Холеная плоть кобылы снова стала рассеиваться, и Киэнн уже ожидал нашествия саранчи или атаки чаек по сценарию Хичкока. Так что, надо признать, поначалу даже не сообразил, что именно происходит. Даже когда водяная корона заодно с серым илом, бурой глиной, мелкими камешками и мокрым песком взметнулась над головой, а от мары, казалось, и след простыл. Однако ее незримое присутствие все равно явственно ощущалось. И только когда сверху нежданно упал карающий перст Божий, а задранный ввысь кошачий хвост танцующего вихря зачерпнул из озера пригоршню трепыхающейся серебристой рыбешки, подхватил прибитые к берегу плавучие коряги и сломанные ветви, сорвал задний бампер с неосторожно припаркованного неподалеку автомобиля и швырнул все это прямиком к грозовому небу — беззвучно рассмеялся. И смеялся даже когда его самого закружило на дьявольской карусели вихря и мир поплыл в черном тягучем тумане. В эту игру мы с Ллеу играем каждый уикенд, Фьёль, нашла, чем удивить! Хотя, оригинально, конечно: мара не поднимала ураган, мара сама обращалась в него. Наверняка это почти так же смерти подобно, как его давнишняя шутка с медным браслетом на птичьей лапке. Впрочем, тот раз был отнюдь не последним. Хорошо, что Этт не знает.

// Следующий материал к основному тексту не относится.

PR #83, opened 2018-02-16
fix WebChatAdapter

billba:


samples/alarmbot-es6-botframework-webchat/src/webChatAdapter.js
```diff
@@ -1,25 +1,46 @@
...
+                )
+            }
+        }
+    }
+
     post(activities) {
-        activitiesById[activities[0].replyToId] = activities;
-        activities.forEach(activity => Object.assign(activity, {id: activity.replyToId, from: {id: "The Bot"}}));
-        return Promise.resolve(activities);
+        let sentActivities = activities.map(activity => Object.assign({}, activity, {
```
Stevenic: >let [](start = 8, length = 3)

very minor nit but can be 'const'

samples/alarmbot-es6-botframework-webchat/src/webChatAdapter.js
```diff
@@ -1,25 +1,46 @@
...
+            id: Date.now().toString(),
+            channelId: 'WebChat',
+            conversation: { id: 'bot' },
+            from: { id: 'bot' }
+        }));
+
+        sentActivities.forEach(activity => this.activity$.next(activity));
```
Stevenic: I should have caught this in the previous code review but you're not handling the 'delay' activity we made up.  This isn't an official activity type YET but Dan is considering adding it given that it's natively supported in channels like Kik and Line. We currently model 'delay' in the adapter by just doing:  setTimeout(() => { next-activity }, activity.value)

Stevenic:
Nice consolidation... I should have noticed a few things in my original review. My bad

samples/alarmbot-es6-botframework-webchat/src/webChatAdapter.js
billba: My preference would be to flow this into Web Chat and letting it handle it natively.

Stevenic: Sounds good...

Issue #86, opened 2018-02-19
BaseUri for LuisRecognizer is missing /luis


mattmazzola:
https://github.com/Microsoft/botbuilder-js/blob/a10e27053e166800faa54f3cd673a8dfb0bfdc2d/libraries/botbuilder-ai/src/luisRecognizer.ts#L49

Expected:
The third parameter to LuisRecognizer is optional and should default to the correct endpoint.
This allows user to program such as:
```typescript
const luisRecognizer = new LuisRecognizer("<removed-app-id>", "<removed-subscription-key>")
...

bot.use(luisRecognizer)
```

Actual:

Because the base url is wrong, the requestUrl generated will be:
`https://westus.api.cognitive.microsoft.com/v2.0/apps/<appId>?subscription-key=<subscription-key>`
Which will return 404 and leave developer confused thinking their app id is wrong.

However, it should be:
`https://westus.api.cognitive.microsoft.com/luis/v2.0/apps/<appId>?subscription-key=<subscription-key>`

The work around is that the user must manually enter the base url as:
```
const luisRecognizer = new LuisRecognizer("<app-id>", "<subscription-key>", "https://westus.api.cognitive.microsoft.com/luis")
```

Stevenic:
I commented on your pull request #87

mattmazzola:
Not sure how I reproduced this after looking at PR comment so closing for now.

Stevenic:
Look for new bits to get published this week and then please re-open if the issue persist.

PR #87, opened 2018-02-19
Add /luis to default cognitive services url

mattmazzola:
The base url was pointing to cognitive services but didn't specify the service LUIS so the requests would fail with 404 Not Found

Closes: #86

### DIFF
--- a/libraries/botbuilder-ai/src/luisRecognizer.ts
+++ b/libraries/botbuilder-ai/src/luisRecognizer.ts
@@ -46,7 +46,7 @@ export class LuisRecognizer extends IntentRecognizer {
         }
 
         // Create client and override callbacks
-        const baseUri = (this.options.serviceEndpoint || 'https://westus.api.cognitive.microsoft.com');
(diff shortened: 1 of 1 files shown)


Stevenic:
Matt if you look at the next line of code after the one you changed it creates the client with `/luis/` appended to the url.

```JavaScript
const baseUri = (this.options.serviceEndpoint || 'https://westus.api.cognitive.microsoft.com');
this.luisClient = new LuisClient(baseUri + '/luis/');
```

This code was recently updated (there were other issues) and has not be deployed to NPM yet. Was the issue you were seeing based off the bit currently published to NPM? Because the code wouldn't line up which whats in the "master"

mattmazzola:
Hmm, yea.  Given that line I don't see how the base uri was ever generated without `/luis`; however, I was debugging through the middleware and took the value requestUrl directly from the LuisClient._getIntentsAndEntitiesV2 at runtime and `/luis` was missing at one point and all requests returned 404.

I re-ran it now without explicitly setting baseUri and it works fine...  I'm very confused.  I guess this is closed as non-issue then.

Оседлать смерч не так уж сложно. Все, что нужно сделать — это пропустить его сквозь себя. Или себя сквозь него. Сделаться его частью, его сердцем, его сутью. Киэнн поймал ритм несущего потока, отключил сознание, прислушался к дыханию живого торнадо… И слился с ним воедино, теряя собственную плоть и облик, вошел даже не в тело, а в разум и сознание мары, с каждым мгновением и каждым витком все более овладевая и подчиняя их себе. Противоестественный смерч сменил направление вращения, устремившись по ходу часов, то и дело замирая и искажаясь, точно при прерванном вещании. Затем грозный пасынок природы вдруг сжался в комок, уронил груду сора, веток и листвы на вымытый дождем асфальт, и истерзанное, полуживое тело оборванной женщины, как мешок тряпья, бессильно шлепнулось в густую свинцово-бурую жижу на мелководье.
Приплыли, повелительница кошмаров. Теперь я немного побуду твоим внутренним демоном.